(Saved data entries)
● ● ● ●
PR #1190, opened 2022-08-26
feat: output cjs extension for bundles and entry-files

danez:
### Summary

Fixes https://github.com/netlify/pod-compute/issues/149

This is behind a FF.

With FF enabled:
* esbuild outputs the bundle with cjs extension
* entry-file will be generated with `cjs` extension

Independent of FF we now check for file collisions with all possible entry-files `js, cjs, mjs` and not only with `js`. This is right now not as important as `js` takes precedence over `mjs and cjs` in AWS lambda, but once the FF is on this is critical as we generate the entry file with `cjs` extension but a user-non-main-file could be `func-name.js` and AWS would actually pick this one up instead of our entry-file.

Once we move to having a unique entry file like `__netlifyHandler.(c|m)js` we can clean this all up a lot.

For which functions will there be a hash change (with ff on):

- All functions that use the `*.cjs` file extension for the source function file

### DIFF
--- a/src/runtimes/node/utils/entry_file.ts
+++ b/src/runtimes/node/utils/entry_file.ts
@@ -20,7 +20,7 @@ const getEntryFileContents = (mainPath: string, moduleFormat: string) => {
   return `export { handler } from '${importPath}'`
 }
 
-// They are also in the order that lambda will try to find the entry point
+// They are also in the order that AWS Lambda will try to find the entry point
 const POSSIBLE_LAMBDA_ENTRY_EXTENSIONS = ['.js', '.mjs', '.cjs']
 
 export const isEntryFile = (
--- a/src/runtimes/node/utils/entry_file.ts
+++ b/src/runtimes/node/utils/entry_file.ts
@@ -1,18 +1,16 @@
-import { ModuleFormat } from './module_format.js'
+import { basename, extname, resolve } from 'path'
+
+import type { FeatureFlags } from '../../../feature_flags.js'
+
+import { getFileExtensionForFormat, ModuleFormat } from './module_format.js'
 import { normalizeFilePath } from './normalize_path.js'
 
-export const getEntryFile = ({
-  commonPrefix,
-  mainFile,
-  moduleFormat,
-  userNamespace,
-}: {
-  commonPrefix: string
-  mainFile: string
-  moduleFormat: ModuleFormat
-  userNamespace: string
-}) => {
-  const mainPath = normalizeFilePath({ commonPrefix, path: mainFile, userNamespace })
+export interface EntryFile {
+  contents: string
+  filename: string
+}
+
+const getEntryFileContents = (mainPath: string, moduleFormat: string) => {
   const importPath = `.${mainPath.startsWith('/') ? mainPath : `/${mainPath}`}`
 
   if (moduleFormat === ModuleFormat.COMMONJS) {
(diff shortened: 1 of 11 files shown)


src/runtimes/node/utils/entry_file.ts
```diff
@@ -12,28 +14,72 @@ const getEntryFileContents = (mainPath: string, moduleFormat: string) => {
   const importPath = `.${mainPath.startsWith('/') ? mainPath : `/${mainPath}`}`
 
   if (moduleFormat === ModuleFormat.COMMONJS) {
-    return `module.exports = require('${importPath}')`
+    return `module.exports=require('${importPath}')`
```
eduardoboucas, line 17: Why are we changing this? Note that this will start creating functions with a different SHA for the same input, which means creating new Lambdas unnecessarily.

src/runtimes/node/utils/entry_file.ts
```diff
@@ -12,28 +14,72 @@ const getEntryFileContents = (mainPath: string, moduleFormat: string) => {
...
   }
 
-  return `export { handler } from '${importPath}'`
+  return `export{handler}from'${importPath}'`
 }
 
+// They are also in the order that lambda will try to find the entry point
+const POSSIBLE_LAMBDA_ENTRY_EXTENSIONS = ['.js', '.mjs', '.cjs']
+
+export const isEntryFile = (
```
eduardoboucas, line 26: It's not obvious to me why we need a function that checks whether a file is the entry file, since theoretically we're in control of specifying what the entry file is? Could you add a comment to make the intent more explicit?

src/runtimes/node/utils/entry_file.ts
```diff
@@ -12,28 +14,72 @@ const getEntryFileContents = (mainPath: string, moduleFormat: string) => {
...
+  },
+) =>
+  POSSIBLE_LAMBDA_ENTRY_EXTENSIONS.some((extension) => {
+    const entryFilename = getEntryFileName({ extension, filename })
+    const entryFilePath = resolve(basePath, entryFilename)
+
+    return srcFiles.some((srcFile) => srcFile === entryFilePath && srcFile !== mainFile)
+  })
+
+const getEntryFileName = ({ extension, filename }: { extension: string; filename: string }) =>
```
eduardoboucas, line 62: I think a comment here would also help.

src/runtimes/node/utils/entry_file.ts
danez: Reverted, I though might be nice to save some bytes and because it is generated there is no need for codestyle, but I haven't thought about the hash implications. Good catch

src/runtimes/node/utils/entry_file.ts
danez: Added a comment.

src/runtimes/node/utils/entry_file.ts
```diff
@@ -1,23 +1,88 @@
...
+  }
+
+  return `export { handler } from '${importPath}'`
+}
+
+// They are in the order that AWS Lambda will try to find the entry point
+const POSSIBLE_LAMBDA_ENTRY_EXTENSIONS = [ModuleFileExtension.JS, ModuleFileExtension.MJS, ModuleFileExtension.CJS]
+
+// checks if the file is considered a entry-file in AWS Lambda
+export const isNamedLikeEntryFile = (
```
eduardoboucas, line 27: Any reason to be using a combination of normal arguments and named parameters here?

tests/main.test.ts
```diff
@@ -1023,6 +1023,32 @@ describe('zip-it-and-ship-it', () => {
     },
   )
 
+  // TODO can be merged with the above once the FF is on `zisi_output_cjs_extension`
+  testMany(
```
eduardoboucas, line 1027: No need to use `testMany` if you're just testing a single bundler.

tests/main.test.ts
```diff
@@ -2445,4 +2471,81 @@ describe('zip-it-and-ship-it', () => {
     expect(result.stderr).not.toContain('Dynamic require of "path" is not supported')
     expect(result).not.toBeInstanceOf(Error)
   })
+
+  testMany(
+    'bundlers emit entry file with cjs extension when FF on',
```
eduardoboucas, line 2476: Nit for consistency.

```suggestion
    'Emits entry file with .cjs extension when `zisi_output_cjs_extension` flag is on',
```

tests/main.test.ts
```diff
@@ -2445,4 +2471,81 @@ describe('zip-it-and-ship-it', () => {
...
+
+      if (options.getCurrentBundlerName() === 'esbuild') {
+        // nft does not create an entry here because the main file is already an entrypoint
+        const bundledFile1 = await importFunctionFile(join(tmpDir, 'func1.cjs'))
+        expect(bundledFile1.handler()).toBe(true)
+      }
+    },
+  )
+
+  testMany('bundlers keep cjs file extension', ['bundler_default', 'bundler_nft'], async (options) => {
```
eduardoboucas, line 2502: Nit for consistency.

```suggestion
  testMany('Keeps .cjs extension', ['bundler_default', 'bundler_nft'], async (options) => {
```

tests/main.test.ts
```diff
@@ -2445,4 +2471,81 @@ describe('zip-it-and-ship-it', () => {
...
+    const bundledFile2 = await importFunctionFile(join(tmpDir, 'func2.cjs'))
+    const bundledFile3 = await importFunctionFile(join(tmpDir, 'index.cjs'))
+
+    expect(bundledFile1.handler()).toBe(true)
+    expect(bundledFile2.handler()).toBe(true)
+    expect(bundledFile3.handler()).toBe(true)
+  })
+
+  testMany(
+    'bundlers do not create cjs entry file if entry with js extension is already present',
```
eduardoboucas, line 2524: Nit for consistency.

```suggestion
    'Does not create .cjs entry file if entry with .js extension is already present',
```

eduardoboucas (approved):
LGTM! Left a few non-blocking comments.

src/runtimes/node/utils/entry_file.ts
danez: My logic was that using a named param makes it more readable. So `file` is part of the message `is_namedLikeEntryFile(file, additional_options)`

Same with `conflictsWithEntryFile`, the title relates to the named param  `_conflictsWithEntryFile(srcFiles, additional_options)`

If it is mangled into the options then I would be wondering which of the params is actually `namedLikeEntryFile`.

tests/main.test.ts
danez: Because this potentially will be merged again with the test above, and then be `testMany` again I would like to leave it as that.

src/runtimes/node/utils/entry_file.ts
eduardoboucas: Sounds good!

eduardoboucas (approved):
● ● ● ●
- **ACTIVITY**
Copy the records out again word for word.

- **COMPLETED TASK**
PR #1190, opened 2022-08-26
feat: output cjs extension for bundles and entry-files

danez:
### Summary

Fixes https://github.com/netlify/pod-compute/issues/149

This is behind a FF.

With FF enabled:
* esbuild outputs the bundle with cjs extension
* entry-file will be generated with `cjs` extension

Independent of FF we now check for file collisions with all possible entry-files `js, cjs, mjs` and not only with `js`. This is right now not as important as `js` takes precedence over `mjs and cjs` in AWS lambda, but once the FF is on this is critical as we generate the entry file with `cjs` extension but a user-non-main-file could be `func-name.js` and AWS would actually pick this one up instead of our entry-file.

Once we move to having a unique entry file like `__netlifyHandler.(c|m)js` we can clean this all up a lot.

For which functions will there be a hash change (with ff on):

- All functions that use the `*.cjs` file extension for the source function file

### DIFF
--- a/src/runtimes/node/utils/entry_file.ts
+++ b/src/runtimes/node/utils/entry_file.ts
@@ -20,7 +20,7 @@ const getEntryFileContents = (mainPath: string, moduleFormat: string) => {
   return `export { handler } from '${importPath}'`
 }
 
-// They are also in the order that lambda will try to find the entry point
+// They are also in the order that AWS Lambda will try to find the entry point
 const POSSIBLE_LAMBDA_ENTRY_EXTENSIONS = ['.js', '.mjs', '.cjs']
 
 export const isEntryFile = (
--- a/src/runtimes/node/utils/entry_file.ts
+++ b/src/runtimes/node/utils/entry_file.ts
@@ -1,18 +1,16 @@
-import { ModuleFormat } from './module_format.js'
+import { basename, extname, resolve } from 'path'
+
+import type { FeatureFlags } from '../../../feature_flags.js'
+
+import { getFileExtensionForFormat, ModuleFormat } from './module_format.js'
 import { normalizeFilePath } from './normalize_path.js'
 
-export const getEntryFile = ({
-  commonPrefix,
-  mainFile,
-  moduleFormat,
-  userNamespace,
-}: {
-  commonPrefix: string
-  mainFile: string
-  moduleFormat: ModuleFormat
-  userNamespace: string
-}) => {
-  const mainPath = normalizeFilePath({ commonPrefix, path: mainFile, userNamespace })
+export interface EntryFile {
+  contents: string
+  filename: string
+}
+
+const getEntryFileContents = (mainPath: string, moduleFormat: string) => {
   const importPath = `.${mainPath.startsWith('/') ? mainPath : `/${mainPath}`}`
 
   if (moduleFormat === ModuleFormat.COMMONJS) {
(diff shortened: 1 of 11 files shown)


src/runtimes/node/utils/entry_file.ts
```diff
@@ -12,28 +14,72 @@ const getEntryFileContents = (mainPath: string, moduleFormat: string) => {
   const importPath = `.${mainPath.startsWith('/') ? mainPath : `/${mainPath}`}`
 
   if (moduleFormat === ModuleFormat.COMMONJS) {
-    return `module.exports = require('${importPath}')`
+    return `module.exports=require('${importPath}')`
```
eduardoboucas, line 17: Why are we changing this? Note that this will start creating functions with a different SHA for the same input, which means creating new Lambdas unnecessarily.

src/runtimes/node/utils/entry_file.ts
```diff
@@ -12,28 +14,72 @@ const getEntryFileContents = (mainPath: string, moduleFormat: string) => {
...
   }
 
-  return `export { handler } from '${importPath}'`
+  return `export{handler}from'${importPath}'`
 }
 
+// They are also in the order that lambda will try to find the entry point
+const POSSIBLE_LAMBDA_ENTRY_EXTENSIONS = ['.js', '.mjs', '.cjs']
+
+export const isEntryFile = (
```
eduardoboucas, line 26: It's not obvious to me why we need a function that checks whether a file is the entry file, since theoretically we're in control of specifying what the entry file is? Could you add a comment to make the intent more explicit?

src/runtimes/node/utils/entry_file.ts
```diff
@@ -12,28 +14,72 @@ const getEntryFileContents = (mainPath: string, moduleFormat: string) => {
...
+  },
+) =>
+  POSSIBLE_LAMBDA_ENTRY_EXTENSIONS.some((extension) => {
+    const entryFilename = getEntryFileName({ extension, filename })
+    const entryFilePath = resolve(basePath, entryFilename)
+
+    return srcFiles.some((srcFile) => srcFile === entryFilePath && srcFile !== mainFile)
+  })
+
+const getEntryFileName = ({ extension, filename }: { extension: string; filename: string }) =>
```
eduardoboucas, line 62: I think a comment here would also help.

src/runtimes/node/utils/entry_file.ts
danez: Reverted, I though might be nice to save some bytes and because it is generated there is no need for codestyle, but I haven't thought about the hash implications. Good catch

src/runtimes/node/utils/entry_file.ts
danez: Added a comment.

src/runtimes/node/utils/entry_file.ts
```diff
@@ -1,23 +1,88 @@
...
+  }
+
+  return `export { handler } from '${importPath}'`
+}
+
+// They are in the order that AWS Lambda will try to find the entry point
+const POSSIBLE_LAMBDA_ENTRY_EXTENSIONS = [ModuleFileExtension.JS, ModuleFileExtension.MJS, ModuleFileExtension.CJS]
+
+// checks if the file is considered a entry-file in AWS Lambda
+export const isNamedLikeEntryFile = (
```
eduardoboucas, line 27: Any reason to be using a combination of normal arguments and named parameters here?

tests/main.test.ts
```diff
@@ -1023,6 +1023,32 @@ describe('zip-it-and-ship-it', () => {
     },
   )
 
+  // TODO can be merged with the above once the FF is on `zisi_output_cjs_extension`
+  testMany(
```
eduardoboucas, line 1027: No need to use `testMany` if you're just testing a single bundler.

tests/main.test.ts
```diff
@@ -2445,4 +2471,81 @@ describe('zip-it-and-ship-it', () => {
     expect(result.stderr).not.toContain('Dynamic require of "path" is not supported')
     expect(result).not.toBeInstanceOf(Error)
   })
+
+  testMany(
+    'bundlers emit entry file with cjs extension when FF on',
```
eduardoboucas, line 2476: Nit for consistency.

```suggestion
    'Emits entry file with .cjs extension when `zisi_output_cjs_extension` flag is on',
```

tests/main.test.ts
```diff
@@ -2445,4 +2471,81 @@ describe('zip-it-and-ship-it', () => {
...
+
+      if (options.getCurrentBundlerName() === 'esbuild') {
+        // nft does not create an entry here because the main file is already an entrypoint
+        const bundledFile1 = await importFunctionFile(join(tmpDir, 'func1.cjs'))
+        expect(bundledFile1.handler()).toBe(true)
+      }
+    },
+  )
+
+  testMany('bundlers keep cjs file extension', ['bundler_default', 'bundler_nft'], async (options) => {
```
eduardoboucas, line 2502: Nit for consistency.

```suggestion
  testMany('Keeps .cjs extension', ['bundler_default', 'bundler_nft'], async (options) => {
```

tests/main.test.ts
```diff
@@ -2445,4 +2471,81 @@ describe('zip-it-and-ship-it', () => {
...
+    const bundledFile2 = await importFunctionFile(join(tmpDir, 'func2.cjs'))
+    const bundledFile3 = await importFunctionFile(join(tmpDir, 'index.cjs'))
+
+    expect(bundledFile1.handler()).toBe(true)
+    expect(bundledFile2.handler()).toBe(true)
+    expect(bundledFile3.handler()).toBe(true)
+  })
+
+  testMany(
+    'bundlers do not create cjs entry file if entry with js extension is already present',
```
eduardoboucas, line 2524: Nit for consistency.

```suggestion
    'Does not create .cjs entry file if entry with .js extension is already present',
```

eduardoboucas (approved):
LGTM! Left a few non-blocking comments.

src/runtimes/node/utils/entry_file.ts
danez: My logic was that using a named param makes it more readable. So `file` is part of the message `is_namedLikeEntryFile(file, additional_options)`

Same with `conflictsWithEntryFile`, the title relates to the named param  `_conflictsWithEntryFile(srcFiles, additional_options)`

If it is mangled into the options then I would be wondering which of the params is actually `namedLikeEntryFile`.

tests/main.test.ts
danez: Because this potentially will be merged again with the test above, and then be `testMany` again I would like to leave it as that.

src/runtimes/node/utils/entry_file.ts
eduardoboucas: Sounds good!

eduardoboucas (approved):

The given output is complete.